**THE PROBLEM**. Filter on the word "entry": copy each matching line from the listing below.

^^^^

Issue #1471, opened 2021-02-25
Recursion in WGSL?


jdashg:
SPIR-V doesn't really allow this, I heard? @dneto0 

It's generally possible to detect some sorts of tail-call recursion and replace them with iteration regardless.

We don't need this for MVP but this issue can track it.

kainino0x:
> The static function-call graph for an entry point must not contain cycles; that is, static recursion is not allowed

https://www.khronos.org/registry/vulkan/specs/1.2/html/chap37.html#VUID-StandaloneSpirv-None-04634

dneto0:
Mutual recursion is not permitted, as Kai noted.

MSL: 1.4.4 lists things from C++14 that are not available.  In particular "recursive function calls" and references 5.2.2, item 9 from C++14.

I don't know of any mainstream GPU language that permits recursion.

dneto0:
I'd prefer to close this.

jarble:
It is possible to implement recursion by macro expansion if the maximum depth of recursion is known at compile-time. I often do this [in GLSL](https://stackoverflow.com/a/77470186/975097) because it doesn't support recursive functions.

Issue #1457, opened 2021-02-23
WGSL pointer aliasing rules


litherum:
Consider the following snippet of GLSL:

```GLSL
void myFunction(inout int x, inout int y) {
    x = 17;
}
...
int a = 2;
int b = 3;
myFunction(a, b);
```

I believe GLSL allows compilers to implement these `inout` parameters with real pointers, but it also alternatively allows compilers to rewrite this code to become something like:

```GLSL
struct Output {
    int m;
    int n;
}
Output myFunction(int x, int y) {
    Output output;
    // Copy in
    output.m = x;
    output.n = y;
    // Run the body
    output.m = 17;
    // Return the new values of the parameters
    return output;
}
...
int a = 2;
int b = 3;
Output temp = myFunction(a, b);
// Copy out
a = temp.m; // 17
b = temp.n; // 3
```

That's fine, except what happens when the user calls it like this:

```
int c = 4;
myFunction(c, c);
```

If the compiler uses pointers to implement the `inout` parameters, then `c` will equal `17` after the call. However, if the compiler naively makes the above transformation, `c` would equal `4` after the call.

During today's F2F, @dneto0 said that this kind of aliasing is forbidden (in SPIR-V?). If such aliasing is forbidden in one of the backend languages, I think that means it has to be forbidden in all of them, and probably has to be forbidden in WGSL itself.

It would be good to get details about exactly what is forbidden, so we can make sure to add text in the spec describing what's legal and what isn't.

Starter questions: Is this aliasing forbidden at the site the reference is created? Or is it forbidden at the call site? Do references have to be globally unique throughout the whole program?

jdashg:
Pointers are the only way to alias here, and this distinguishes this issue from other types of aliasing.

alan-baker:
For clarity, pointers can also alias variables. Consider:
```
var<private> x : u32;
fn foo(p : ptr<private, u32>) -> u32 {
  // uses both p and x.
}

fn main() {
 foo(pointer<private, u32>(x);
}
```

SPIR-V disallows uniform and storage pointer parameters and WGSL no longer has output variables, nor does it have read/write textures so the only cases of variable/pointer aliasing would be in private storage for now.

jdashg:
Is there anything more here? @litherum

kdashg:
[...]

Issue #1139, opened 2020-10-07
Restrictions on function parameters


dneto0:
What are the restrictions on function parameters?

We can have different rules between builtin functions and user-written functions.

Regarding pointer arguments:

In SPIR-V for Vulkan, a pointer operand to a function must be into one of the following storage classes:  UniformConstant, Function, Private, Workgroup.  So no UBO or SSBO pointers are allowed.

In [recent discussion](https://github.com/gpuweb/gpuweb/issues/1105#issuecomment-703933268) @kvark recalled that we had already decided to disallow passing textures and samplers as function parameters (and also pointers-to-these-things).

GLSL allows opaque types to be "in" parameters to functions.  However, I've found some concerning behaviour (a.k.a. a bug?) for passing a formatted write-only storage image into a user-defined helper function.  See https://github.com/KhronosGroup/glslang/issues/2415 
I want to avoid any workaround that requires inlining the called function.

So I would much prefer for WGSL to disallow textures and samplers (or pointers to them) to be passed into user-defined functions.

johnkslang:
The write-only image-without-format thing is like .01% of what is important for passing textures/samplers to user functions, so that one corner case should probably not be deciding what to do for the rest of the 99.99% of this space.

Are you really suggesting users cannot write a function to operate on a texture/image/sampler chosen at a call site?  That's quite a step backward in functionality that's existed since 2003 in GLSL.  Maybe I'm not understanding.

dneto0:
FYI @johnkslang pointed me at https://github.com/KhronosGroup/GLSL/issues/57 which covers this formatted-vs-unformated issue pretty thoroughly from the GLSL spec perspective.

> Are you really suggesting users cannot write a function to operate on a texture/image/sampler chosen at a call site? That's quite a step backward in functionality that's existed since 2003 in GLSL. Maybe I'm not understanding.

That would be the conservative choice. I'm not claiming that's a great solution.

Working through this some more, in a slightly different context:  SPIR-V for Vulkan *does* permit pointer-to-texture/sampler to be passed into helper functions.  In this case the format (including Unknown) is part of the parameter type.  If the driver supports it well, then we're done. If not, then the browser can modify the SPIR-V to inline the offending functions as needed.

Now, in past we've had a principle of not requiring inlining for shader translations from WGSL to underlying platform shader languages. So this path comes close to that line: the inlining is only required if the driver has a bug, essentially.

dneto0:
Stepping back a little bit:

[...]

PR #1674, opened 2021-04-26
Add function restrictions

### LINKED ISSUE #1567: Require that vertex shaders return a position?
MSL requires that if a vertex shader does not return void, then it must at least return the position builtin. We should consider whether WGSL should impose the same requirement, and also whether it should be valid for a vertex shader to return `void`.

I'd like to propose that WGSL should require vertex shader return types to include `[[builtin(position)]]` if they are not `void`. I do not have a strong opinion on whether or not we should allow a return type of `void`.

alan-baker:
Fixes #1567, #1471, #1457, #1139

* No recursion
* No calling entry points
* fragment shader must return position
* aliasing restrictions
* pointer restrictions

The allowance handle pointer parameters is somewhat debatable, but I've included it since we don't have a clear alternative at the moment.

### DIFF
--- a/wgsl/index.bs
+++ b/wgsl/index.bs
@@ -5089,7 +5089,7 @@ See [[#discard-statement]].
 
 * Recursion is not permitted.
     That is, there must be no cycles in the call graph.
-* A [=fragment=] shader must return the `position` [=built-in output variable|built-in variable=].
+* A [=vertex=] shader must return the `position` [=built-in output variable|built-in variable=].
     See [[#builtin-variables]].
 * An entry point must never be the target of a [=function call=].
 * Functions must not return a [=pointer type=].
--- a/wgsl/index.bs
+++ b/wgsl/index.bs
@@ -5097,7 +5097,6 @@ See [[#discard-statement]].
     the following storage classes:
     * [=storage classes/function=]
     * [=storage classes/private=]
-    * [=storage classes/handle=]
     * [=storage classes/workgroup=]
 * Each argument of a function call of pointer type must be one of:
     * An [[#address-of-expr|address-of expression]] of a
--- a/wgsl/index.bs
+++ b/wgsl/index.bs
@@ -5102,15 +5102,18 @@ See [[#discard-statement]].
     * An [[#address-of-expr|address-of expression]] of a
         [[#var-identifier-expr|variable identifier expression]]
     * A function parameter
-* [SHORTNAME] assumes no aliasing is present in the program. As such,
-    a function parameter of pointer type must not be used to read or write to
-    any [=memory locations=] of its [=originating variable=] that are also
-    written via:
+* [SHORTNAME] assumes no aliasing is present between any combination of
+    function parameters and variables.
+    As such, a function parameter of pointer type must not be used to read or
+    write to any [=memory locations=] of its [=originating variable=] that are
+    also written via:
     * Another function parameter in the same function
     * A statement or expression in the function using the originating variable directly
 
 Note: the aliasing restriction applies to memory location written by function
 calls in the function.
+
+Issue: Revisit aliasing rules for clarity.
 
 # Entry Points TODO # {#entry-points}
 
--- a/wgsl/index.bs
+++ b/wgsl/index.bs
@@ -5085,15 +5085,32 @@ Note: The current function will not resume execution if the called function or
 any descendent called function executes a `discard` statement.
 See [[#discard-statement]].
 
-## Restrictions TODO ## {#function-restriction}
-TODO: *This is a stub*
+## Restrictions ## {#function-restriction}
 
-* Recursion is not permitted. (No cycle in the call graph.)
-* Function call parameters
- * Match type and number
- * Restrictions on pointers
- * Aliasing (?)
+* Recursion is not permitted.
+    That is, there must be no cycles in the call graph.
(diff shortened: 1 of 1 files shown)


wgsl/index.bs
```diff
@@ -5085,15 +5085,32 @@ Note: The current function will not resume execution if the called function or
...
-* Recursion is not permitted. (No cycle in the call graph.)
-* Function call parameters
- * Match type and number
- * Restrictions on pointers
- * Aliasing (?)
+## Restrictions ## {#function-restriction}
 
+* Recursion is not permitted.
+    That is, there must be no cycles in the call graph.
+* A [=fragment=] shader must return the `position` [=built-in output variable|built-in variable=].
```
jrprice, line 5092: fragment -> vertex

kvark (approved):

wgsl/index.bs
```diff
@@ -5085,15 +5085,32 @@ Note: The current function will not resume execution if the called function or
...
- * Restrictions on pointers
- * Aliasing (?)
+## Restrictions ## {#function-restriction}
 
+* Recursion is not permitted.
+    That is, there must be no cycles in the call graph.
+* A [=vertex=] shader must return the `position` [=built-in output variable|built-in variable=].
+    See [[#builtin-variables]].
+* An entry point must never be the target of a [=function call=].
+* Functions must not return a [=pointer type=].
```
dneto0, line 5095: Can't return a handle either.
I think this is better said as:   If a function has a return type, it must be a plain type.

wgsl/index.bs
```diff
@@ -5085,15 +5085,32 @@ Note: The current function will not resume execution if the called function or
...
+    * [=storage classes/function=]
+    * [=storage classes/private=]
+    * [=storage classes/handle=]
+    * [=storage classes/workgroup=]
+* Each argument of a function call of pointer type must be one of:
+    * An [[#address-of-expr|address-of expression]] of a
+        [[#var-identifier-expr|variable identifier expression]]
+    * A function parameter
+* [SHORTNAME] assumes no aliasing is present in the program. As such,
+    a function parameter of pointer type must not read or write to any
```
dneto0, line 5107: The subject is a little confusing; the pointer doesn't do the writing.
Suggest

> A function parameter of pointer type must not be used to read or write to any memory locations of its originating variable that are also written via:

dneto0 (changes requested):
Looks great.

I've got two nits.

wgsl/index.bs
```diff
@@ -5085,15 +5085,33 @@ Note: The current function will not resume execution if the called function or
...
+    the following storage classes:
+    * [=storage classes/function=]
+    * [=storage classes/private=]
+    * [=storage classes/handle=]
+    * [=storage classes/workgroup=]
+* Each argument of a function call of pointer type must be one of:
+    * An [[#address-of-expr|address-of expression]] of a
+        [[#var-identifier-expr|variable identifier expression]]
+    * A function parameter
+* [SHORTNAME] assumes no aliasing is present in the program. As such,
```
RobinMorisset, line 5106: Technically I think that we can have aliasing within a function, it is only across function boundaries that we cannot have aliasing, is that right?
e.g.
```
fn foo () {
    X = ...;
    const ptr: ptr<...> = &X;
    *ptr = ...;
}
```
is OK even though X is accessed in two ways. Or did I misunderstand that.

alan-baker: Yes, that is ok. I'll change this to say:
> WGSL assumes no aliasing is present between any combination of variables and function parameters. As such, ...

Does that sounds clearer?

jdashg:
<details><summary><a href="https://github.com/gpuweb/gpuweb/wiki/WGSL-2021-04-27-Minutes#add-function-restrictions-1674">WGSL meeting minutes 2021-04-27</a></summary>



*   AB: The contentious part is whether you can pass a handle by pointer.  I left that in.   Otherwise, the restrictions reflect basic SPIR-V.
*   MM: At office hours, discussed that maybe if we allow texture pointers, it might break some of the analysis we want to do
*   DN: For texture filtering? (yes) How does that leak into WGSL?
*   MM: If possible to pass by ref, at the point that you compile, the pipeline layout tells you the inner type of the texture and whether it’s sampleable. If textures are named specifically, we can do this validation.
*   DM: Yes we need to know what textures are used by which samplers
*   MM: Can we add more types for this?
*   DM: We had that proposal earlier, and we didn’t want that at that time
*   DN: What’s proposal for passing tex/samplers to functions?
*   MM: By pointer would be great. If we want to keep the analysis, I think we wouldn’t be able to do this, rather you’d have to name it. I wish we could fix this. Statically determining tex/sampler at compiler time is valuable.
*   KN: I thought it wasn’t just analysis, but also some hardware needs to be able to determine this.
*   JG: Well, spirv isn’t really that flexible. Can determine static-use
*   KN: Could do e.g. unrolling to figure these out
*   MM: Let’s see if we can figure this out offline
*   DN: Can we land this without the contested bits?
*   


</details>

wgsl/index.bs
dneto0: I think that is better, and addresses @RobinMorisset's point.

I find the way explanation of the rule a bit confusing, so I suggest adding an Issue to revisit the expression of the rule.

dneto0 (approved):
Thanks!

^^^^

**YOUR SOLUTION**.
> The static function-call graph for an entry point must not contain cycles; that is, static recursion is not allowed
* No calling entry points
 * An entry point must never be the target of a [=function call=].
 # Entry Points TODO # {#entry-points}
+* An entry point must never be the target of a [=function call=].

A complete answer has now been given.